Real change, Huprich said, happens at the psychodynamic level, when you tap into what your brain has been up to when you weren't paying attention.

"Our brain doesn't stop until we're dead," Huprich said.

That's why we can move on, resigned to not remembering that word on the tip of our tongue, only to recall it spontaneously two days later. Unconsciously, the brain never let it go.

By the same token, people will mentally try to relive an event until they master it, Huprich explains. If that event happened when the person was a child and that person never resolved it, they'll adopt repetitive behavior patterns throughout their life as their brain continues to try to work through it. Meanwhile, old conflicts and old desires get played out in present-day relationships. And all of this happens without their realizing it.

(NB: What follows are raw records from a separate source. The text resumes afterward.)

PR #417, opened 2015-10-29
More verbose error message for "not callable"

svaarala:
Use `duk_push_string_tval_readable()` summary when a call target is not callable.

Tasks:

- [x] Separate config option or merge with property config option? => replace DUK_USE_VERBOSE_PROP_ERRORS with DUK_USE_PARANOID_ERRORS
- [x] Add to config examples
- [x] Testcase fixes and improvements
- [x] Check whether CSVAR, CSPROP could indicate TypeError cause directly for better error messages
- [x] Releases entry


fatcerberus:
For the config option, for my part I think it should be merged with the property option.  As you mentioned in another issue discussion, summarizing things is a sandboxing/security concern, so splitting up the options for this and property names doesn't really make sense.  If you disable property names in errors, you'd almost certainly want to disable this too.

svaarala:
I tend to agree - though the cases are slightly different because with property errors the *key* is included in the message (e.g. "'mySecretKey' of undefined"), but for these function calls only the target *value* (e.g. "undefined") is in the message.

fatcerberus:
That's true.  Maybe a better option then would be to have two generic config options--one to disable displaying keys in errors, and another to disable summarization.

svaarala:
Dunno, will have to think about that a bit.

Ideally even the call errors would indicate what property or variable name lead to the call failure. That's not trivial right now because "call setup" is a separate step from actually performing the call, and after call setup we only have the function (or whatever value) and the requested "this" binding.

A partial fix would be throw the `TypeError` already from the call setup, at least for the most common cases. In that case the error message could include e.g. the property key in `foo.bar()` (-> `'bar' of undefined not callable`). In this case the error would include a key so the cases would then be similar-

For security sensitive environments one might want to have otherwise verbose errors but never reveal any data or key names, so a basic "verbose" vs. "non-verbose" division is also not that great. Perhaps there should be two options:

- Minimal vs. verbose errors (= DUK_USE_VERBOSE_ERRORS)
- Keys and other potentially unsafe stuff in verbose errors (= DUK_USE_XXX_ERRORS)

fatcerberus:
What would a "verbose" error look like if it didn't have the sensitive data in it?  If that just means rewording the existing messages to be clearer, I don't see why `DUK_USE_VERBOSE_ERRORS` would even be necessary?

svaarala:
Right now if you turn `DUK_USE_VERBOSE_ERRORS` off, the error messages are dropped so that you get e.g.:

```
duk> aiee
ReferenceError: 103
	global input:1 preventsyield
```

This is for low memory environments where both ROM and RAM footprint matter a great deal.

So if you drop the keys etc off the property error messages, it'd be awkward to drop into that directly if the motivation for doing so is security instead of footprint. It'd be more useful to get e.g. `ReferenceError: identifier undefined`.

fatcerberus:
Oh, that make sense, I didn't realize `DUK_USE_VERBOSE_ERRORS` was an existing option.  I see what you mean now.

svaarala:
This would probably make most sense to me:

- Default: verbose errors with maximal readability, summarizing keys and unexpected values, etc.
- Paranoid errors: avoid exposing values etc in error messages, but otherwise verbose.
- Minimal errors: drop error messages for low memory footprint.

Mapping to options:

- DUK_USE_VERBOSE_ERRORS is already used and defaults to true. Setting to false turns on minimal errors for low memory environments.
- DUK_USE_PARANOID_ERRORS would replace DUK_USE_VERBOSE_PROP_ERRORS and default to false. Setting to true with verbose errors enabled would avoid keys, values, etc in error messages for security conscious environments.

In any case, the default would be maximal verbosity because that's the most common case.

fatcerberus:
That sounds good to me. :)

svaarala:
Right now this is what happens:

```
$ ./duk
((o) Duktape 1.3.99 (v1.3.0-238-g29436de)
duk> (undefined)()
TypeError: undefined not callable
	duk_js_call.c:722
	global input:1 preventsyield
duk> (123)()
TypeError: 123 not callable
	duk_js_call.c:722
	global input:1 preventsyield
```

But:

```
duk> obj={}; obj.foo();
TypeError: undefined not callable
	duk_js_call.c:722
	global input:1 preventsyield
```

Ideally the message here would be something like "property 'foo' of [object Object] not callable".

Ecmascript requires that the callability of the call target is only checked once the argument list has been evaluated. This doesn't work well with the current compiler opcode sequence which is: CSPROP, argument evaluation, CALL. When the CALL opcode is executed, there is no "memory" of the call setup anymore.

The error could also be thrown from CSPROP directly. Or perhaps the opcode sequence could be: arguments, CSPROP, CALL instead (with potentially the two opcodes merged to CALLPROP).

These changes are best made in a separate pull.

fatcerberus:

Understanding how one situation relates to the other helps the patient look at current relationships and feelings in a new context.

Psychodynamic researchers are a minority in an academic community that's generally more attuned to the cognitive behavior approach. But over the past 10-20 years, Huprich said, they've shown there are some important ideas at the core of psychodynamic treatment.

"I think what's happening is — even people who are skeptics of Freudian theory and Freudian ideas— are starting to recognize that there is something real about the model and the treatment that cannot be left unattended anymore," Huprich said.